Quintal da Al-Qaeda com praias paradisíacas e tesouros arquitetônicos. Esses são os contrastes do Iêmen, país que também é produtor do mel mais caro do mundo.
"Journalist, journalist?", repetia o barbudo armado com uma AK-47 ao me ver com uma câmera fotográfica nas mãos.
- "Leh, Habib" (não, amigo). "Tourist, tourist."
Ser reconhecido como jornalista naquele suspeito restaurante de estrada do vale de Wadi Doan, no leste do Iêmen, era a última coisa que podia acontecer...
Pichado com o símbolo do sol que caracteriza a presença do partido político fundamentalista mais radical do Iêmen, o muquifo estava lotado de homens famintos e armados. Nas paredes, retratos de líderes religiosos e calendários com imagens de Meca davam o tom da conversa. Do lado de fora, crianças brincavam descalças, acompanhadas de um cão esquelético.
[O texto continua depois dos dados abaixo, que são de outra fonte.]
PR #966, opened 2015-08-18
WFLY-5112 Set map attribute to undefined if it is empty after remove …

tadamski:
…operation

### DIFF
--- a/controller/src/main/java/org/jboss/as/controller/operations/global/MapOperations.java
+++ b/controller/src/main/java/org/jboss/as/controller/operations/global/MapOperations.java
@@ -155,7 +155,9 @@ public class MapOperations {
         void updateModel(final OperationContext context, ModelNode model, AttributeDefinition attributeDefinition, ModelNode attribute) throws OperationFailedException {
             String key = KEY.resolveModelAttribute(context, model).asString();
             attribute.remove(key);
+            if(attribute.asList().isEmpty()){
+                attribute.clear();
+            }
         }
     }
-
 }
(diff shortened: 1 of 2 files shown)


controller/src/main/java/org/jboss/as/controller/operations/global/MapOperations.java
```diff
@@ -155,6 +157,9 @@ private MapRemoveHandler() {
         void updateModel(final OperationContext context, ModelNode model, AttributeDefinition attributeDefinition, ModelNode attribute) throws OperationFailedException {
             String key = KEY.resolveModelAttribute(context, model).asString();
             attribute.remove(key);
+            if(attribute.asPropertyList().isEmpty()){
```
ctomc: bit faster way would be attribute.asList() also would avoid some possible issues with type of model

tadamski:
Fixed. I have also added ability to parse empty property list to PropertiesParser. Such configuration is redundant but technically valid IMO.

ctomc:
:+1:

controller/src/main/java/org/jboss/as/controller/operations/global/MapOperations.java
```diff
@@ -155,6 +157,9 @@ private MapRemoveHandler() {
         void updateModel(final OperationContext context, ModelNode model, AttributeDefinition attributeDefinition, ModelNode attribute) throws OperationFailedException {
             String key = KEY.resolveModelAttribute(context, model).asString();
             attribute.remove(key);
+            if(attribute.asList().isEmpty()){
+                attribute.set(UNDEFINED);
```
jamezp: This should be `attribute.clear()`. The static `UNDEFINED` node is mutable.

jamezp:
If this fixes the WFLY-5112 issue then the JIRA needs to be moved to WFCORE. If this is a separate fix then we need a new WFCORE PR.

tadamski:
Fixed. I have created new https://issues.jboss.org/browse/WFCORE-894 for this PR.

jamezp:
retest this please

jamezp:
One more time retest this please

bstansberry:
retest this please

The "Core - Full Integration" failure looks like the pattern we've seen before when some zombie process was sitting around on a CI slave.

PR #969, opened 2015-08-19
Undertow 1.3.0.Beta9

stuartwdouglas:


stuartwdouglas:
This seems to be an issue with an upstream test that is sending an entity body with a 204 (no content) response. This version of Undertow tightened RFC compliance with regard to this, so I will fix the upstream test.

stuartwdouglas:
Retest this please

A paisagem desértica era pontuada com tanques de guerra oxidados, inertes resquícios da guerra civil que resultou na precária unificação do Iêmen com o Iêmen do Sul, em 1990, para formar um só país com 99%de muçulmanos (de diferentes facções), bastante pobre e repleto de conflitos tribais não resolvidos.
Observando meu comportamento com a câmera, aquele objeto munido de gatilho, o sorridente barbudo apontava seus colegas, acusando-os de pertencer à organização terrorista Al Qaeda! "Sura, sura [foto, em árabe]", ele dizia. O sujeito quer que eu fotografe um par de mal-encarados, sentados no chão com rifles kalashnikovs no colo, que comem calmamente o único item do menu: um pão com salta, molho ralo de vegetais cozidos com cardamomo.Insisto em deixá-los em paz, guardando a máquina e proclamando o famoso "As Salam Aleikum!", cumprimento padrão do mundo islâmico. Não funcionou.Puxando-me pelo braço, ele subia a voz: "Sura, sura, no problem! [foto, foto, sem problemas]". A essa altura, os dois se incomodavam com a situação. E vários outros me olhavam com curiosidade, esperando uma reação.
Numa saia-justa, apontei a câmera com o dedo e perguntei:"Ok, ok...Sura?", como quem diz: "Olha, são vocês que insistem. Querem mesmo?" Exibindo simultâneo sorriso desdentado, ambos concordaram e até me convidaram para participar daquela refeição informal.Relaxei imediatamente. A foto dos chapas da Al Qaeda estava feita. Mais uma cena chocante para a coleção de imagens surreais flagradas naquela viagem.
O Iêmen tem cânions profundos, praias virgens, desertos cinematográficos, sítios arqueológicos bíblicos e pérolas da arquitetura árabe, mas não é exatamente um destino de férias, seria mais como uma visita a outro planeta. Cenas humanas surreais - aos olhos ocidentais - são vistas diariamente,já no primeiro passeio a pé pela capital, Sanaa.Mulheres vestidas com o "pretinho básico", apenas os olhos de fora, misturam-se nas ruas com crianças carregando armas, dirigindo motos ou trabalhando no comércio.Nos jornais locais, notícias sobre refugiados somalis que cruzam clandestinamente o golfo de Aden em barcos precários e desembarcam semimortos no litoral iemenita dividem a página com o follow up do caso de Nojoud Nasser,a menina de 8 anos que pede na corte civil o divórcio do marido, 22 anos mais velho.
Para me aventurar por esses confins, deixei crescera barba, memorizei frases do Alcorão e rituais básicos do islamismo. Contratei um motorista que falava inglês,um guarda-costas armado com AK-47 (obrigatório para um estrangeiro transitar por certas estradas) e atravessei burocracias em árabe para conseguir permissões por escrito, e passar - distribuindo fotocópias do documento - pelos inúmeros postos militares ao longo do caminho até Wadi Doan, meu destino final.O objetivo era travar contato com aquele universo de vilões sem cura aos olhos da mídia internacional, mas cuja hospitalidade é famosa e descrita por Marco Polo e inúmeros outros autores, entre eles o poeta francês Arthur Rimbaud (1854-91), que viveu por alguns anos traficando armas em Aden, cidade portuária e ex-capital do antigo Iêmen do Sul.